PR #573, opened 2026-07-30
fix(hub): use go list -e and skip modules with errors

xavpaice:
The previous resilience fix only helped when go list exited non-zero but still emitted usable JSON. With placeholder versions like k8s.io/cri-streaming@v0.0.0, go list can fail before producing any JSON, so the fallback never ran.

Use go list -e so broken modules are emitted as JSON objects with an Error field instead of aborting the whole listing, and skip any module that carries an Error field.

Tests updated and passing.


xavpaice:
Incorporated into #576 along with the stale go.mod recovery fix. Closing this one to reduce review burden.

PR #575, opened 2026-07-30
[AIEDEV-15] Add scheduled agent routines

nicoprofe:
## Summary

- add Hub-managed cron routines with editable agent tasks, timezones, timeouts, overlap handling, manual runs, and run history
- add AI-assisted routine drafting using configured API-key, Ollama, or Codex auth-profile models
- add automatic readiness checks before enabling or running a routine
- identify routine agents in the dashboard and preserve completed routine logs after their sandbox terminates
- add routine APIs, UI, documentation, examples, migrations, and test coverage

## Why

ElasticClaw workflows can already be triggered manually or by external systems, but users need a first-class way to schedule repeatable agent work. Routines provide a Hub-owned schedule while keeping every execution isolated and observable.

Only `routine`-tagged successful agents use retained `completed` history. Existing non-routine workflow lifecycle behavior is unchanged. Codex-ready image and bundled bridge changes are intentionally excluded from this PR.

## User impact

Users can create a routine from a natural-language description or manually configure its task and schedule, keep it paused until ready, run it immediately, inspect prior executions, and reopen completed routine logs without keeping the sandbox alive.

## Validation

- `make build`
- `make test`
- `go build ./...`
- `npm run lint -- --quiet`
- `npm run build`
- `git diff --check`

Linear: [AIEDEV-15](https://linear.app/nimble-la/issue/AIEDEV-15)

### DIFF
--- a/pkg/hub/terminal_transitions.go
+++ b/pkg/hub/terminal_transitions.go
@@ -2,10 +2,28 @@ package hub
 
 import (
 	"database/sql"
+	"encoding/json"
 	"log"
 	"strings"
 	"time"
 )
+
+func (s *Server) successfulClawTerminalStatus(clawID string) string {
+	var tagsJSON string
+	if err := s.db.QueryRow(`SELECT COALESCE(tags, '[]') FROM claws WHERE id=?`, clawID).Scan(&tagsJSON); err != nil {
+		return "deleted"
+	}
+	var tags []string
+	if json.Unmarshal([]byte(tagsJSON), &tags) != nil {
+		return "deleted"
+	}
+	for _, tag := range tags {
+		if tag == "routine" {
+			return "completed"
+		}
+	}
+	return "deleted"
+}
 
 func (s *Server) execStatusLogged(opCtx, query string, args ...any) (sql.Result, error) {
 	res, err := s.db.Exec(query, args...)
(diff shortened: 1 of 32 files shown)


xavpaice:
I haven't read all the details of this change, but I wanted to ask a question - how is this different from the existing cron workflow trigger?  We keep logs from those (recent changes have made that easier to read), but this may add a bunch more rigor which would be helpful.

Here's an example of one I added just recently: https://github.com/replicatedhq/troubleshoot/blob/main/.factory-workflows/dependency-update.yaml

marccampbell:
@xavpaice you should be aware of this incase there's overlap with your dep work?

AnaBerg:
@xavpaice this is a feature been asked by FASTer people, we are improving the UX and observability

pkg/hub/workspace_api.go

**What you should do**
Transcribe all of the material exactly as it was written.

**Answer box**
PR #573, opened 2026-07-30
fix(hub): use go list -e and skip modules with errors

xavpaice:
The previous resilience fix only helped when go list exited non-zero but still emitted usable JSON. With placeholder versions like k8s.io/cri-streaming@v0.0.0, go list can fail before producing any JSON, so the fallback never ran.

Use go list -e so broken modules are emitted as JSON objects with an Error field instead of aborting the whole listing, and skip any module that carries an Error field.

Tests updated and passing.


xavpaice:
Incorporated into #576 along with the stale go.mod recovery fix. Closing this one to reduce review burden.

PR #575, opened 2026-07-30
[AIEDEV-15] Add scheduled agent routines

nicoprofe:
## Summary

- add Hub-managed cron routines with editable agent tasks, timezones, timeouts, overlap handling, manual runs, and run history
- add AI-assisted routine drafting using configured API-key, Ollama, or Codex auth-profile models
- add automatic readiness checks before enabling or running a routine
- identify routine agents in the dashboard and preserve completed routine logs after their sandbox terminates
- add routine APIs, UI, documentation, examples, migrations, and test coverage

## Why

ElasticClaw workflows can already be triggered manually or by external systems, but users need a first-class way to schedule repeatable agent work. Routines provide a Hub-owned schedule while keeping every execution isolated and observable.

Only `routine`-tagged successful agents use retained `completed` history. Existing non-routine workflow lifecycle behavior is unchanged. Codex-ready image and bundled bridge changes are intentionally excluded from this PR.

## User impact

Users can create a routine from a natural-language description or manually configure its task and schedule, keep it paused until ready, run it immediately, inspect prior executions, and reopen completed routine logs without keeping the sandbox alive.

## Validation

- `make build`
- `make test`
- `go build ./...`
- `npm run lint -- --quiet`
- `npm run build`
- `git diff --check`

Linear: [AIEDEV-15](https://linear.app/nimble-la/issue/AIEDEV-15)

### DIFF
--- a/pkg/hub/terminal_transitions.go
+++ b/pkg/hub/terminal_transitions.go
@@ -2,10 +2,28 @@ package hub
 
 import (
 	"database/sql"
+	"encoding/json"
 	"log"
 	"strings"
 	"time"
 )
+
+func (s *Server) successfulClawTerminalStatus(clawID string) string {
+	var tagsJSON string
+	if err := s.db.QueryRow(`SELECT COALESCE(tags, '[]') FROM claws WHERE id=?`, clawID).Scan(&tagsJSON); err != nil {
+		return "deleted"
+	}
+	var tags []string
+	if json.Unmarshal([]byte(tagsJSON), &tags) != nil {
+		return "deleted"
+	}
+	for _, tag := range tags {
+		if tag == "routine" {
+			return "completed"
+		}
+	}
+	return "deleted"
+}
 
 func (s *Server) execStatusLogged(opCtx, query string, args ...any) (sql.Result, error) {
 	res, err := s.db.Exec(query, args...)
(diff shortened: 1 of 32 files shown)


xavpaice:
I haven't read all the details of this change, but I wanted to ask a question - how is this different from the existing cron workflow trigger?  We keep logs from those (recent changes have made that easier to read), but this may add a bunch more rigor which would be helpful.

Here's an example of one I added just recently: https://github.com/replicatedhq/troubleshoot/blob/main/.factory-workflows/dependency-update.yaml

marccampbell:
@xavpaice you should be aware of this incase there's overlap with your dep work?

AnaBerg:
@xavpaice this is a feature been asked by FASTer people, we are improving the UX and observability

pkg/hub/workspace_api.go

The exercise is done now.